Line count for "left": state how many lines of the data below include it, and output nothing more.

● ● ● ● ●

PR #1208, opened 2021-12-02
Add survival curves by TP53 and telomerase scores

jharenza:
Plotting survival curves for all PBTA, HGAT only, and non-HGAT samples for various categorizations of TP53 and telomerase scores for publication

#### What was your approach?
Important points:
- utilized primary stranded RNA samples only (primary for the survival curve to be performed on one phase of therapy and stranded since the TP53 classifier did not perform well on the polyA dataset
- Binned TP53 and telomerase scores in the following ways:
    1. **tp53_0.5** = TP53 high or low using a 0.5 cutoff
    2. **tel_0.5** = telomerase high or low using a 0.5 cutoff
    3. **tp53_strict** = TP53 stricter cutoff using <= 25th and >= 75th quantiles as low/high and in between == mid
    4. **tel_strict** = telomerase stricter cutoff using 25th and 75th quantiles as low/high and in between == mid
    5. **pheno_0.5** = TP53 & telomerase scores binned together using 0.5 as cutoff in both to be high or low
    6. **pheno_strict** = TP53 & telomerase scores binned together using 25th and 75th quantiles to determine high/low/mid
    7. **pheno_extremes** = TP53 & telomerase scores binned together using only 25th and 75th quantiles to determine high/low (left mid out of plot)

NA

No

KM plots and results tables

As expected high telomerase scores/activity corresponds to a lower survival across all tumor types. High TP53 scores also correlate with lower survival compared to lower scores in all PBTA and non-HGAT samples. However, all HGAT have poor survival, so we cannot see any trends with TP53/telomerase, so I took HGAT out of the full analysis.
In both PBTA all and non-HGAT PBTA, we observe higher TP53 scores result in a survival advantage. This has previously been reported in gliomas in "Association of Mutant TP53 with Alternative Lengthening of Telomeres and Favorable Prognosis in Glioma" https://cancerres.aacrjournals.org/content/66/13/6473. In this study, telomerase was measured using a PCR assay and TP53 mutations via sequencing. Here, we can confirm these previous results using classification of RNA-Seq.

#### Documentation Checklist


analyses/survival-analysis/util/quantile_calc.R
```diff
@@ -0,0 +1,52 @@
+# Functions for calculating quantiles of variables used for survival analysis
+
+# using 0.5 as a cutoff
+calc_groups <- function(meta_indep, tp53_quantiles, telomerase_quantiles){
+  meta_indep$tp53_0.5 <- ifelse(meta_indep$tp53_score > 0.5, "tp53 high",
+                                ifelse(meta_indep$tp53_score <= 0.5, "tp53 low",NA))
+  
+  # using 0.5 as a cutoff
+  meta_indep$tel_0.5 <- ifelse(meta_indep$telomerase_score > 0.5, "telomerase high",
+                               ifelse(meta_indep$telomerase_score <= 0.5, "telomerase low",NA))
```
jashapiro, line 10: The nested `ifelse`s in this function are difficult to follow, but can be simplified and made easier to follow with `dplyr` and specifically `case_when`. I am providing a partial example here, but the same changes could be made throughout this function. I think that all of the added columns could be included in a single call to `mutate`

```suggestion
 meta_indep <- meta_indep %>%
  dplyr::mutate(
    tp53_0.5 = dplyr::case_when(
      tp53_score > 0.5  ~ "tp53 high",
      tp53_score <= 0.5 ~ "tp53 low"),
    tel_0.5 = dplyr::case_when(
      telomerase_score > 0.5  ~ "telomerase high",
      telomerase_score <= 0.5 ~ "telomerase low")
    )
```

Note that the `NA` case is handled automatically.

analyses/survival-analysis/run_survival.sh
```diff
@@ -1,12 +1,13 @@
 #!/bin/bash
 
-# K S Gaonkar
+# K S Gaonkar, J Rokita
 
-# Run fusion_filtering
+# Run survival-analysis
 
 set -e
 set -o pipefail
```
jashapiro, line 9: Adding this will allow the script to run with paths relative to its location (this directory).
```suggestion
# Set the working directory to the directory of this file
cd "$(dirname "${BASH_SOURCE[0]}")"
```

analyses/survival-analysis/survival-analysis_histologies.Rmd
```diff
@@ -0,0 +1,234 @@
...
+    p <- cowplot::plot_grid(surv_plot[[1]], surv_plot[[2]], nrow = 2,
+                         rel_heights = c(4, 2))
+    
+    # Print it out here
+    print(p)
+    
+    #Save the plot to a file. 
+    ggsave(filename = file.path(plots_dir, paste(prefix, each, "KM.pdf", sep = "-")), plot = p)
+    # Let's save the model for CI and median survival as well
+    readr::write_tsv(surv_median(kap_fit$model), file.path(results_dir, paste(prefix, each, "model.tsv", sep = "-")))
```
jashapiro, line 205: Looking at the output from this line, I am not sure what I am looking at, as there are a _lot_ of `NA` values. Is that because some categories just have few individuals? I suppose if survival is high, it may not be possible to calculate the upper bound?

jashapiro (commented):
I left a number of code comments below, but I want to also focus a bit on the overall goals of this analysis. The code here generates a large number of plots and statistics, but the reasons for all of the various divisions are not explained in the notebook, which may make it hard to interpret the results.

One thing to start with would be to add the following explanation in the notebook (from the PR):

> Binned TP53 and telomerase scores in the following ways:
> - tp53_0.5 = TP53 high or low using a 0.5 cutoff
> - tel_0.5 = telomerase high or low using a 0.5 cutoff
> - tp53_strict = TP53 stricter cutoff using <= 25th and >= 75th quantiles as low/high and in between == mid
> - tel_strict = telomerase stricter cutoff using 25th and 75th quantiles as low/high and in between == mid
> - pheno_0.5 = TP53 & telomerase scores binned together using 0.5 as cutoff in both to be high or low
> - pheno_strict = TP53 & telomerase scores binned together using 25th and 75th quantiles to determine high/low/mid
> - pheno_extremes = TP53 & telomerase scores binned together using only 25th and 75th quantiles to determine high/low (left mid out of plot)

With that explanation added, the question becomes which of these subdivisions is the "correct" one, or more generally, which should we be the most interested in? With so many different possible tests, we are definitely running into the potential for false positive results, so I think it is worth spending some words in the notebook justifying the analysis that we are running. It will be much easier to find that later than to track through the GitHub comments!

analyses/survival-analysis/survival-analysis_histologies.Rmd
```diff
@@ -0,0 +1,234 @@
...
+  output_stats(metadata=df_of_interest, 
+               model=model,
+               prefix=prefix)
+}
+
+```
+
+
+
+
```
jashapiro, line 234: Adding a session info chunk to aid reproducibility.

~~~suggestion
```{r}
sessionInfo()
```
~~~

analyses/survival-analysis/survival-analysis_histologies.Rmd
```diff
@@ -0,0 +1,234 @@
...
+                             test = "kap.meier",
+                             metadata_sample_col = "Kids_First_Biospecimen_ID_RNA"
+    )
+    
+    # median and 0.95CI survival days
+    kap_fit$model
+    
+    #`survminer` package comes with a convenient plotting function which uses `ggplot2` arguments. 
+    #It requires the original Kaplain-Meier `survfit` object, so we will extract that with `$model`.
+    surv_plot <- survminer::ggsurvplot(kap_fit$model,
```
jashapiro, line 176: Something in this chunk is failing CI with the following error: `Aesthetics can not vary with a ribbon` (and a bunch of anonymous function names, which are unhelpful).

I suspect it is related to the plotting here or below, but I haven't yet had a chance to check. I wonder if it is the `palette = each` line or something else? Running this notebook in the current docker image should allow us to figure out which specific part is failing.

analyses/survival-analysis/util/quantile_calc.R
jharenza: @runjin326 can you work on this piece

analyses/survival-analysis/survival-analysis_histologies.Rmd
```diff
@@ -0,0 +1,234 @@
...
+
+histologies <- readr::read_tsv(hist_file, guess_max = 10000) %>%
+  dplyr::filter(composition=="Solid Tissue" & tumor_descriptor == "Initial CNS Tumor") %>%
+  select(sample_id, broad_histology, short_histology, cancer_group, molecular_subtype, OS_status, OS_days, PFS_days) %>%
+  distinct()
+
+# read in tp53 scores
+tp53_scores <- readr::read_tsv(tp53_file)%>%
+  mutate(Tumor_Sample_Barcode = Kids_First_Biospecimen_ID_DNA) %>%
+  select(Kids_First_Biospecimen_ID_DNA, Kids_First_Biospecimen_ID_RNA, sample_id, tp53_score)
```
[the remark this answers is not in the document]
jharenza: >One thing to start with would be to add the following explanation in the notebook (from the PR):

Yes, I had not gotten to adding any of this to a readme yet - would you prefer this in the module README or within this notebook?  @runjin326 are you able to work on this?

analyses/survival-analysis/survival-analysis_histologies.Rmd
```diff
@@ -0,0 +1,234 @@
...
+```
+
+#### output statistics for paper writing 
+
+```{r}
+# first format the metadata to have appropriate OS_status column
+df_list <- lapply(df_list, format_meta)
+
+# define the formula
+model <- as.formula("survival::Surv(OS_days, OS_status) ~ pheno_0.5")
```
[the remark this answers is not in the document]
jharenza: yeah good point - @runjin326 can you adjust this to print all model stats? I think I had this one in the notebook because I was thinking we would use that as the main figure (to be discussed), but we should add all so we can also describe supplemental figures

analyses/survival-analysis/survival-analysis_histologies.Rmd
jharenza: This was taken from the original module, and yes you are correct. See [here](https://github.com/AlexsLemonade/OpenPBTA-analysis/blob/32a81d2b5b307c5473c5dbb4408c9a64de40e7d5/analyses/survival-analysis/survival-analysis_HGG_DMG.Rmd#L129). I will reference this in the notebook.

analyses/survival-analysis/survival-analysis_histologies.Rmd
jharenza: I did not originally have this using 
```
palette = each
```
but rather had this as 
```
palette = "Paired", color = phenotype 
```
however, when looping, this change was required based on the documentation. This also made the labels pretty ugly, as you noted elsewhere. Open to how to improve the aesthetics for sure.

analyses/survival-analysis/survival-analysis_histologies.Rmd
```diff
@@ -0,0 +1,234 @@
...
+                                       xlim = c(0, 8000),
+                                       break.time.by = 1000,
+                                       ggtheme = theme_pubr(),
+                                       risk.table.y.text.col = TRUE,
+                                       risk.table.y.text = FALSE,
+                                       palette = each
+                                       #color = phenotype,
+                                       #palette = "Paired"
+    
+    )
```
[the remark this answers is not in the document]
jharenza: >I'm not sure how we intend to use these plots, but looking at them it seems to me we could do better than the default labels, which result in strings like pheno_0.5=tp53_high telomerase_high, which is hard to interpret.

yes, this was still a WIP :), but I agree. the labels are based on the `palette = each` - for some reason, I couldn't use the `each` as `color = each` as I did when doing a single plot and then using it in `palette` made it even uglier, but gave the desired printout.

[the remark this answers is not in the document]
jharenza: ok, I figured out updating to `color = pheno`

analyses/survival-analysis/survival-analysis_histologies.Rmd
```diff
@@ -0,0 +1,234 @@
...
+    
+    surv_plot$plot <- surv_plot$plot +
+      #ggtitle(paste0(ptitle)) +
+      theme(legend.position = "right")
+    
+    # Make this plot a meta_indep plot
+    p <- cowplot::plot_grid(surv_plot[[1]], surv_plot[[2]], nrow = 2,
+                         rel_heights = c(4, 2))
```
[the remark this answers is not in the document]
jharenza: Removed cowplot for grids

analyses/survival-analysis/survival-analysis_histologies.Rmd
jharenza: I updated this. Will see if CI passes

analyses/survival-analysis/survival-analysis_histologies.Rmd
```diff
@@ -0,0 +1,234 @@
...
+                                       risk.table.y.text = FALSE,
+                                       palette = each
+                                       #color = phenotype,
+                                       #palette = "Paired"
+    
+    )
+    
+    surv_plot$plot <- surv_plot$plot +
+      #ggtitle(paste0(ptitle)) +
+      theme(legend.position = "right")
```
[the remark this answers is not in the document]
jharenza: I changed this to default top, but may need some help with getting this to not cut off of the pages.

analyses/survival-analysis/survival-analysis_histologies.Rmd
```diff
@@ -0,0 +1,234 @@
...
+```
+
+
+Create groupings for scores
+```{r}
+meta_indep <- calc_groups(meta_indep, tp53_quantiles, telomerase_quantiles)
+meta_indep_no_hgat <- calc_groups(meta_indep_no_hgat, tp53_quantiles_no_hgat, telomerase_quantiles_no_hgat)
+```
+
+Set phenotypes to loop through
```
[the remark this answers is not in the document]
jharenza: agreed.

analyses/survival-analysis/survival-analysis_histologies.Rmd
```diff
@@ -0,0 +1,221 @@
...
+                                       risk.table.y.text = FALSE,
+                                       color = pheno,
+                                       palette = "Paired")
+    
+    #Save the plot to a file. 
+    pdf(file.path(plots_dir, paste(prefix, pheno, "KM.pdf", sep = "-")))
+    print(surv_plot, newpage = FALSE)
+    dev.off()
+    # Let's save the model for CI and median survival as well. Note: per this notebook, https://github.com/AlexsLemonade/OpenPBTA-analysis/blob/32a81d2b5b307c5473c5dbb4408c9a64de40e7d5/analyses/survival-analysis/survival-analysis_HGG_DMG.Rmd#L129, NAs in the output are derived from skew in the underlying data.
+    readr::write_tsv(surv_median(kap_fit$model), file.path(results_dir, paste(prefix, each, "model.tsv", sep = "-")))
```
jharenza, line 190:
```suggestion
    readr::write_tsv(surv_median(kap_fit$model), file.path(results_dir, paste(prefix, pheno, "model.tsv", sep = "-")))
```

jharenza: Forgot to update this one

jharenza (commented):
Forgot this uodate

analyses/survival-analysis/survival-analysis_histologies.Rmd
jashapiro: Not yet... new error is more helpful though:
```
Error in grDevices::col2rgb(colour, TRUE) : 
  invalid color name 'pheno_strict'
``` 

I think removing `color = phenotype` should fix that.

runjin326: I am starting to work on this - I will make the change and push to see whether CI passes.

jashapiro: @runjin326 Great! For speed of testing, you will probably want to make sure that everything runs in the project Docker container before pushing: If the notebook works there it _should_ work in CI. Most times that isn't the case are usually related to file paths, which should not be an issue with this notebook.

runjin326: @jashapiro , thanks! Sure - then I will address all the comments, run in docker and then push to check CI. And if that does not work, we can look at the errors then and figure out a resolution. I will ping in once all the comments are addressed and pushed.

analyses/survival-analysis/survival-analysis_histologies.Rmd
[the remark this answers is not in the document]
jashapiro: Maybe both? The readme can cover overall approache, but details of what variable names mean, etc. should be in the notebook itself.

analyses/survival-analysis/survival-analysis_histologies.Rmd
jaclyn-taroni: Just to chime in here for a second – if this runs locally in Docker without issue and fails in CI, another source of failure could be the files that we use for testing. To help with debugging, you can snag the testing files: https://github.com/AlexsLemonade/OpenPBTA-analysis#working-with-the-subset-files-used-in-ci-locally

jharenza: > Just to chime in here for a second – if this runs locally in Docker without issue and fails in CI, another source of failure could be the files that we use for testing. To help with debugging, you can snag the testing files: https://github.com/AlexsLemonade/OpenPBTA-analysis#working-with-the-subset-files-used-in-ci-locally

Good point- my runs last night worked in docker so it may be the files!

runjin326:
@jashapiro , I have made the following updates:
1) Print out statistic results for all models 
2) Add a `README.md` for the module and added more description/comments in the notebook
3) Fixed the function in `quantile_calc.R` to be more succinct - please check to see whether it makes sense.

There are still some issues left:
1) Some legends still get cutoff in the figures, any suggestion as to how to fix that? 
2) When running `pairwise_survdiff` with HGAT only sample on `pheno_strict` and `pheno_extremes`, I got:
```
Error in survdiff.fit(y, groups, strata.keep, rho) : 
There is only 1 group
```
- However, I checked and there are always >1 groups in the df and I also tried to set the pheno column as factor before calling the function, none of them works. So I just used a `try` to wrap around the function and those two have error message output instead of real statistics results. Any idea what else I can try?

3) Another question is just clarification - @jharenza: previously for `pheno_strict`, other than 4 extreme calls, only `tp53_low telomerase_mid` and `tp53_mid telomerase_low` were defined and everything else was called `tp53 tel mid`. This would count `NA`, `tp53_high telomerase_mid` and `tp53_mid telomerase_high` as mid as well? Is this intentional? Currently, I modified it to be a combination of `tp53_strict` and `telomerase_strict` but feel free to let me know if that is not what you want and I can change it back.

I will now look into the files used in CI and try to figure out what the issue might be.

analyses/survival-analysis/util/quantile_calc.R
```diff
@@ -2,50 +2,59 @@
...
+      tel_0.5 = dplyr::case_when(
+        telomerase_score > 0.5  ~ "telomerase_high",
+        telomerase_score <= 0.5 ~ "telomerase_low",
+        TRUE ~ NA_character_),
+      
+      # for strict ones, 25th and 75th quantile is used
+      tp53_strict = dplyr::case_when(
+        tp53_score >= tp53_upper ~ "tp53_high",
+        tp53_score <= tp53_lower ~ "tp53_low",
+        tp53_score > tp53_lower & tp53_score < tp53_upper ~ "tp53_mid",
```
jashapiro, line 28: Pretty minor, but for consistency we might want to keep where the "or equal to" in a consistent direction (here and in `tel_strict` below).
```suggestion
        tp53_score >  tp53_upper ~ "tp53_high",
        tp53_score <= tp53_lower ~ "tp53_low",
        tp53_score > tp53_lower & tp53_score <= tp53_upper ~ "tp53_mid",
```

runjin326: Thanks! Updated and reran now.

jharenza:
> other than 4 extreme calls, only tp53_low telomerase_mid and tp53_mid telomerase_low were defined and everything else was called tp53 tel mid. This would count NA, tp53_high telomerase_mid and tp53_mid telomerase_high as mid as well? Is this intentional? 

Oh no this was not intentional- thank you for catching this!

jharenza:
@jashapiro i think this is ready for another look

analyses/survival-analysis/survival-analysis_histologies.Rmd
```diff
@@ -0,0 +1,235 @@
...
+```{r Set input file paths}
+hist_file <- file.path(data_dir, "pbta-histologies.tsv")
+indep_file <- file.path(data_dir,
+                        "independent-specimens.rnaseq.primary-plus-stranded.tsv")
+tp53_file <- file.path(analysis_dir, 
+                       "tp53_nf1_score/results/tp53_altered_status.tsv")
+
+# only use stranded since tp53 scores for polyA did not have good accuracy
+tel_stranded_file <- file.path(analysis_dir,
+                        "telomerase-activity-prediction/results/TelomeraseScores_PTBAStranded_FPKM.txt")
```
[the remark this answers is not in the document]
jashapiro: I preliminarily confirmed this with https://github.com/AlexsLemonade/OpenPBTA-analysis/pull/1208/commits/89a9f25cd30932e504f443226fef036388636ba0: 
When commenting out previous steps, this step passes CI.

jashapiro (commented):
I am working through a few tests, but I have a suspicion that the failing CI is due to previous steps changing the input files (either tp53 classifier or telomerase activity) required for this analysis. There are a few ways we could fix this, but I think the most productive may be to eliminate some of the KM tests in CI. We can do this by setting an environment variable in `run_survival.sh` and `.circleci/config.yml`, then using that to pass in a param to the notebook that might alter line 141 (`phenotypes <- c(...`) so that we only run a subset of the calculations.

Alternatively, we could modify the tp53 & telomerase steps to not overwrite the github versions of the files, but that may be less preferred. 

But I also want to return to some a fundamental questions that I think remain:

Why are we doing all of these alternative divisions of the data? 

I feel like we should perhaps reduce the number of KM tests to a smaller set with clear justifications. 

In particular, I might eliminate the `pheno_extremes` classificiation, as that is a subset of the `pheno_strict` classification. It be arguable that dropping the intermediates for plotting makes sense, but I worry that the statistics would no longer be appropriate. All of the pairwise comparisons in this group could be derived from the `pheno_strict` classification. (Since it looked in at least one case like this was the group where CI failed, this might have a secondary benefit; I am testing this as well).

I was also wondering if the `_0.5` classifications should be changed to split at the median, rather than 0.5, as that could result in more balanced groups, and might account for cases where the score is not well calibrated. Or perhaps this is not needed in the presence of the 3 way splits in the `_strict` classifications?

More generally, I would like to have some sense in this notebook of what the _primary_ grouping is. To my mind, it may be the `pheno_strict`, with everything else being a kind of subdivision of that. In that case I might want to see the statistics & KM model for that analysis presented first, on their own, with other plots maybe included later?

(One other thing that is nagging me is the generation of the `pheno` groups: I am not sure I understand why we are combining the tp53 and telomerase groupings into a single variable, rather than running the analysis as with those as two separate independent variables (aside from the fact that it doesn't look like the `survival_analysis()` function may not be able to handle that). I'll say I don't really know quite enough about survival analysis to say whether this is a problem, but I wanted to note it.)

analyses/survival-analysis/survival-analysis_histologies.Rmd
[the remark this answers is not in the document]
jashapiro: This is also working (less a timeout in a later step) with removing the `pheno_extreme` from the options tested. I don't know how durable that solution is, so we might want to implement something where we just test one of the phenotypes in the KM loop when in CI.

analyses/survival-analysis/survival-analysis_histologies.Rmd
```diff
@@ -0,0 +1,236 @@
...
+
+```{r}
+meta_indep <- calc_groups(meta_indep, tp53_quantiles, telomerase_quantiles)
+meta_indep_no_hgat <- calc_groups(meta_indep_no_hgat, tp53_quantiles_no_hgat, telomerase_quantiles_no_hgat)
+```
+
+Set phenotypes to loop through. These are columns created by the `calc_groups` function. These columns, as described above, contain information about whether the sample has `high`, `mid` or `low` TP53/telomerase scores.
+```{r}
+# phenotypes <- c("tp53_0.5", "tel_0.5", "tp53_strict", "tel_strict", "pheno_0.5", "pheno_strict", "pheno_extremes")
+phenotypes <- c("tp53_0.5", "tel_0.5", "tp53_strict", "tel_strict", "pheno_0.5", "pheno_strict")
```
jashapiro, line 142: I removed `pheno_extremes` here to (hopefully) pass CI, but I wonder if we really want it at all, as I discussed in my earlier comment.

runjin326:
@jashapiro - thanks for reviewing this! I think removing `pheno_extreme` is fine and I can implement using `median` instead of 0.5 for splitting. 
I think the idea behind all these pheno groups are to see which ones can get statistically significant survival results and I agree, `pheno_strict` can be the main one that we look at. 
And yes we can use multiple covariates for survival analysis (tp53 strict + telomerase strict) instead of using combined pheno strict column but I will need to modify the function a little bit. 
Maybe questions for @jharenza before I make any changes:
1) Should we use median instead of 0.5?
2) It is ok to drop `pheno_extremes`?
3) Should we re-write the notebook to center around `pheno_strict` and then add analysis for other pheno later on in the notebook?
4) Do we want to modify the function to take two separate covariates (`tp53_strict` and `telomerase_strict`) instead of one `pheno_strict`
I will start implementing these once we have a consensus as to what to do next.

jharenza:
> Should we use median instead of 0.5?

I'm not sure if we should do this because the median will be biased higher or lower based on the cancer type in some cases and not necessarily reflect a predicted classification phenotype, for example, in HGG, where most classifier scores are high and TP53 is altered. We would not expect balanced groups there. (This was also seen previously in Osteosarcomas, where TP53 is the major driver, hence almost all tumors had scores >0.7). This is why I had looked at HGG separately from the rest of the samples and had planned to have the main figure of all cancers but a supplement showing the HGG only and one with HGG removed confirming that with or without removal, the overall results are the same. 

My question here is more: should we use the top and bottom extremes and classify the rest as "mid" because we don't have the exact cutoff (0.5 was used previously in the original paper describing TP53 classifier and there wasn't one used for telomerase high/low), or just split at 0.5? 

Additionally, as you mentioned @jashapiro we lose a lot of data using only extremes but the middle samples may also be harder to interpret using that terminology. 


>It is ok to drop pheno_extremes?

Sure - I think we can subset out points for the plots using pheno_strict, which was essentially what was done currently

>Should we re-write the notebook to center around pheno_strict and then add analysis for other pheno later on in the notebook?

This may be ok if you also mean you'd keep the individual tel and TP53 analyses as well. 


>Do we want to modify the function to take two separate covariates (tp53_strict and telomerase_strict) instead of one pheno_strict
I will start implementing these once we have a consensus as to what to do next.

I'm not an expert in survival analyses, either, but I'm not sure these variables are independent as biologically, they are linked, which is why I tried to bin the samples into high for both, low for both, mid for both, or a mix or high/low/mid. Can you do some research on this @runjin326 - what constitutes covariates and how to analyze if they may be dependent on one another?

jashapiro:
> Maybe we also have to add the Cox proportional hazards function within this notebook for the covariates? https://www.datacamp.com/community/tutorials/survival-analysis-R

I think this may be the correct solution, as it would allow us to use the scores directly, rather than by turning them into a discrete variable. You don't get pretty KM plots out of it, but the stats are more appropriate to the data.

runjin326:
Thanks both for the input - I will do the following: 
1) keep 0.5 as a cutoff for now
2) drop pheno_extreme category and first plot out survival using `pheno_strict` and then the rest (e.g., tel 0.5 and tp53 0.5)
3) Research on what to do when two covariates might be inter-dependent when defining the model 
4) Implement CoxPH survival analysis and see how the results look (I can also work on making better figures from CoxPH models).
Will ping you once everything is pushed and ready for another look.

runjin326:
@jashapiro , sure thanks! I will hold off until a more solid plan is in place.

jaclyn-taroni:
Okay, I considered waiting and making this more detailed but I have a busy day tomorrow and better here, less detailed, where others can see it than only in my head/notebook!

From what's here and chatting with @jharenza, here's my understanding of the hypotheses we want to test:

- High TP53 classifier scores mean poorer OS 
- High telomerase activity scores mean poorer OS

We are also interested in whether _TP53_ alterations (where we will use the classifier score as our proxy) in the presence of high telomerase activity improves survival based on some literature.

We _also know_ that disease types have different OS.

We don't necessarily need to try to identify cut points to discretize the scores; we can instead use Cox regression.

As @jashapiro mentioned, we chatted about this a bit today and we came up with the following general plan.

We understand that it is common practice to do univariate analyses before you perform the multivariate analysis. We propose we do the following univariate analyses:

- _TP53_ classifier score (as a continuous variable)
- EXTEND score (as a continuous variable)
- Cancer group, removing cancer groups with less than 10 samples
- HGG vs. non-HGG

I understand from @jharenza that we are interested in demonstrating if a relationship exists between the _TP53_ scores and telomerase activity and OS in brain cancers. That can be accomplished with these univariate analyses (but we also may decide/find out that's not a good idea because we need to include disease label as a covariate!).

Finally, we can build a multivariate Cox regression analysis (_TP53_ classifier score, EXTEND score and whatever disease label we determine is appropriate). @envest has generously agreed to help us out with the specifics of setting up that analysis to make sure we're doing what we want to be doing! One of the ways I think about all of this, as a non-expert, is that we want to control for disease type. Then we can plan to include something like [a forest plot](https://cran.r-project.org/web/packages/survivalAnalysis/vignettes/multivariate.html#a-forest-plot) to display this information.

To summarize the biggest departures from what we're currently doing: 1. we won't "slice" by histology, we'll include it in the model instead 2. we won't try to discretize the scores

As far as moving forward with this plan, should folks agree: I think it might be easier to start a new branch and notebook (that would be my preference as a coder/analyst), but we should keep this branch around. 

I also want to mention that we don't need to worry about publication ready figures just yet. We have this notion of the separate `figures` directory because sometimes it's helpful to keep initial analysis and figure polishing separate. I think it's better to focus on getting the analysis right with the notebook I'm proposing and then we can polish the viz later!

jharenza:
Thank you @jaclyn-taroni! This all sounds good!

>As far as moving forward with this plan, should folks agree: I think it might be easier to start a new branch and notebook (that would be my preference as a coder/analyst), but we should keep this branch around.

@runjin326 when you start on the above, will you create a new branch? Thanks!

runjin326:
Yes - I will start working on this from a new branch.

jaclyn-taroni:
I'm going to close this to avoid confusion – we should be taking a look at #1212 now!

● ● ● ● ●

ANSWER TO THIS PROBLEM: 4